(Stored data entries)
PR #468, opened 2023-10-24
Add support for the `#[WithMonologChannel]` attribute of Monolog 3.5 to autoconfigure the channel

stof:
Configuring custom channels on some services is one of the last reasons I have for defining services explicitly in my config files. This attribute allows to solve that.

### DIFF
--- a/CHANGELOG.md
+++ b/CHANGELOG.md
@@ -1,5 +1,6 @@
 ## Unreleased
 
+* Add support for the `WithMonologChannel` attribute of Monolog 3.5.0 to autoconfigure the `monolog.logger` tag
 * Add support for Symfony 7
 * Remove support for Symfony 4
 * Add support for env placeholders in the `level` option of handlers
--- a/DependencyInjection/MonologExtension.php
+++ b/DependencyInjection/MonologExtension.php
@@ -12,6 +12,7 @@
 namespace Symfony\Bundle\MonologBundle\DependencyInjection;
 
 use Monolog\Attribute\AsMonologProcessor;
+use Monolog\Attribute\WithMonologChannel;
 use Monolog\Handler\FingersCrossed\ErrorLevelActivationStrategy;
 use Monolog\Handler\HandlerInterface;
 use Monolog\Logger;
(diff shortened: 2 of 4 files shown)


Attribute/WithLoggerChannel.php
```diff
@@ -0,0 +1,28 @@
...
+namespace Symfony\Bundle\MonologBundle\Attribute;
+
+#[\Attribute(\Attribute::TARGET_CLASS)]
+class WithLoggerChannel
+{
+    private string $channel;
+
+    public function __construct(string $channel)
+    {
+        $this->channel = $channel;
```
OskarStark, line 21: We can use CPP here, can we?

OskarStark: Oh no, we still support Symfony 5.4

stof: For a package supporting PHP 7.2+ ?

Attribute/WithLoggerChannel.php
```diff
@@ -0,0 +1,33 @@
...
+
+/**
+ * Autoconfigures the logger channel used when inject a logger in the service.
+ *
+ * This adds the `monolog.logger` tag on the service definition.
+ */
+#[\Attribute(\Attribute::TARGET_CLASS)]
+class WithLoggerChannel
+{
+    private string $channel;
```
nicolas-grekas, line 22: what about using a public property marked as `@readonly`?

stof: Done.

I also made the class final as there is no reason to extend it.

Attribute/WithLoggerChannel.php
```diff
@@ -0,0 +1,31 @@
...
+ *
+ * This adds the `monolog.logger` tag on the service definition.
+ */
+#[\Attribute(\Attribute::TARGET_CLASS)]
+final class WithLoggerChannel
+{
+    /**
+     * @readonly
+     */
+    public string $channel;
```
nicolas-grekas, line 25:
```suggestion
    public $channel;
```

stof: IMO, it is fine to keep the typed property there. Attributes don't work on PHP 7.2 anyway

lyrixx (approved):
👍🏼 I like it

Attribute/WithLoggerChannel.php
stof: ah indeed. For some reasons, I thought CPP was 8.1 like the readonly properties.

nicolas-grekas:
> should we move the attribute to the bridge?

Or better: to monolog itself?

stof:
@Seldaek do you think this attribute should go in Monolog itself ?

stof:
I submitted it to Monolog in https://github.com/Seldaek/monolog/pull/1847
If this is accepted, I will update this PR to use the Monolog attribute instead.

Directions. The first line of the records and every line down to the line with "stof: For a package supporting PHP 7.2+ ?" must be quoted exactly; leave out all else.

Answer to the exercise.
PR #468, opened 2023-10-24
Add support for the `#[WithMonologChannel]` attribute of Monolog 3.5 to autoconfigure the channel

stof:
Configuring custom channels on some services is one of the last reasons I have for defining services explicitly in my config files. This attribute allows to solve that.

### DIFF
--- a/CHANGELOG.md
+++ b/CHANGELOG.md
@@ -1,5 +1,6 @@
 ## Unreleased
 
+* Add support for the `WithMonologChannel` attribute of Monolog 3.5.0 to autoconfigure the `monolog.logger` tag
 * Add support for Symfony 7
 * Remove support for Symfony 4
 * Add support for env placeholders in the `level` option of handlers
--- a/DependencyInjection/MonologExtension.php
+++ b/DependencyInjection/MonologExtension.php
@@ -12,6 +12,7 @@
 namespace Symfony\Bundle\MonologBundle\DependencyInjection;
 
 use Monolog\Attribute\AsMonologProcessor;
+use Monolog\Attribute\WithMonologChannel;
 use Monolog\Handler\FingersCrossed\ErrorLevelActivationStrategy;
 use Monolog\Handler\HandlerInterface;
 use Monolog\Logger;
(diff shortened: 2 of 4 files shown)


Attribute/WithLoggerChannel.php
```diff
@@ -0,0 +1,28 @@
...
+namespace Symfony\Bundle\MonologBundle\Attribute;
+
+#[\Attribute(\Attribute::TARGET_CLASS)]
+class WithLoggerChannel
+{
+    private string $channel;
+
+    public function __construct(string $channel)
+    {
+        $this->channel = $channel;
```
OskarStark, line 21: We can use CPP here, can we?

OskarStark: Oh no, we still support Symfony 5.4

stof: For a package supporting PHP 7.2+ ?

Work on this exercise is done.